PR #2210, opened 2017-12-08
[CORDA-843] ECDSA full support and entropyToKeyPair

kchalkias:
Fully supporting ECDSA (both R1 and K1) in case they are set as the default signature schemes.
This work includes:

- Ignoring a test that assumes signature idempotency (ECDSA is randomised and not deterministic)

- IRS demo uses keys via MockNode and will still use EdDSA (even if we ever change the default) as the keys are fixed in json files.

- Support entropyToKeyPair for ECDSA R1 and K1

- Unit tests for both EdDSA and ECDSA (eg EdDSA trims the entropy to the first 256 bytes, while ECDSA uses hash(entropy) if it is out of range)

- The default algorithm is still EdDSA, but this PR will allow for easier transition to ECDSA when and if required.

### DIFF
--- a/core/src/test/kotlin/net/corda/core/crypto/CryptoUtilsTest.kt
+++ b/core/src/test/kotlin/net/corda/core/crypto/CryptoUtilsTest.kt
@@ -14,21 +14,22 @@ import org.bouncycastle.jcajce.provider.asymmetric.ec.BCECPrivateKey
 import org.bouncycastle.jcajce.provider.asymmetric.ec.BCECPublicKey
 import org.bouncycastle.jce.ECNamedCurveTable
 import org.bouncycastle.jce.interfaces.ECKey
+import org.bouncycastle.jce.spec.ECNamedCurveParameterSpec
 import org.bouncycastle.pqc.jcajce.provider.sphincs.BCSphincs256PrivateKey
 import org.bouncycastle.pqc.jcajce.provider.sphincs.BCSphincs256PublicKey
 import org.junit.Assert.assertNotEquals
 import org.junit.Test
+import java.math.BigInteger
 import java.security.KeyPairGenerator
 import java.util.*
 import kotlin.test.*
 
 /**
- * Run tests for cryptographic algorithms
+ * Run tests for cryptographic algorithms.
  */
 class CryptoUtilsTest {
 
-    private val testString = "Hello World"
-    private val testBytes = testString.toByteArray()
+    private val testBytes = "Hello World".toByteArray()
 
     // key generation test
     @Test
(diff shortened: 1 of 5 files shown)


mikehearn:
There is such a thing as deterministic ECDSA - should we be using it here? Of course an HSM can do what it wants....

kchalkias:
@mikehearn I would expect that deterministic ECDSA, although similar, it should have a different OID. Also, ECDSA (deterministic or not) refers to the signature scheme itself, not key generation.
Actually `entropyToKeypair` is used for mocking and unit-tests only.

core/src/test/kotlin/net/corda/core/crypto/CryptoUtilsTest.kt
```diff
@@ -14,21 +14,23 @@ import org.bouncycastle.jcajce.provider.asymmetric.ec.BCECPrivateKey
...
 
 /**
- * Run tests for cryptographic algorithms
+ * Run tests for cryptographic algorithms.
  */
 class CryptoUtilsTest {
 
-    val testString = "Hello World"
-    val testBytes = testString.toByteArray()
+    private val testString = "Hello World"
```
rnicoll: While you're clearing this up anyway, could you mark it `const` please?

node/src/test/kotlin/net/corda/node/services/transactions/NotaryServiceTests.kt
```diff
@@ -99,6 +100,7 @@ class NotaryServiceTests {
         assertThat(ex.error).isInstanceOf(NotaryError.TimeWindowInvalid::class.java)
     }
 
+    @Ignore("Only applies to deterministic signature schemes (e.g. EdDSA) and when deterministic metadata is attached (no timestamps or nonces)")
```
rnicoll: Can we force this to use EdDSA then? I'd rather not remove/disable tests unless we have to. If we can but it's more work than this PR merits, please open a JIRA issue / link to existing issue so the work is tracked.

kchalkias: Thanks Ross, as this requires changes to `MockNode` to accept a key type, I will open a JIRA ticket and resolve it in an upcoming PR

core/src/test/kotlin/net/corda/core/crypto/CryptoUtilsTest.kt
kchalkias: Removed it completely as we only use `testBytes` in our tests.

node/src/test/kotlin/net/corda/node/services/transactions/NotaryServiceTests.kt
kchalkias: Thanks for the review, here is the new ticket https://r3-cev.atlassian.net/browse/CORDA-899

PR #2223, opened 2017-12-09
Removes unnecessary R3 references from the docs.

joeldudleyr3:


docs/source/codestyle.rst
```diff
@@ -1,7 +1,7 @@
 Code style guide
 ================
 
-This document explains the coding style used in the R3 prototyping repository. You will be expected to follow these
```
ragmondo: ... r3prototyping existed until today ???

TASK INSTRUCTIONS ▸ What belongs in the answer is each line from the listing above that contains "sphincs".

OUTPUT FOR THIS TASK ▸
 import org.bouncycastle.pqc.jcajce.provider.sphincs.BCSphincs256PrivateKey
 import org.bouncycastle.pqc.jcajce.provider.sphincs.BCSphincs256PublicKey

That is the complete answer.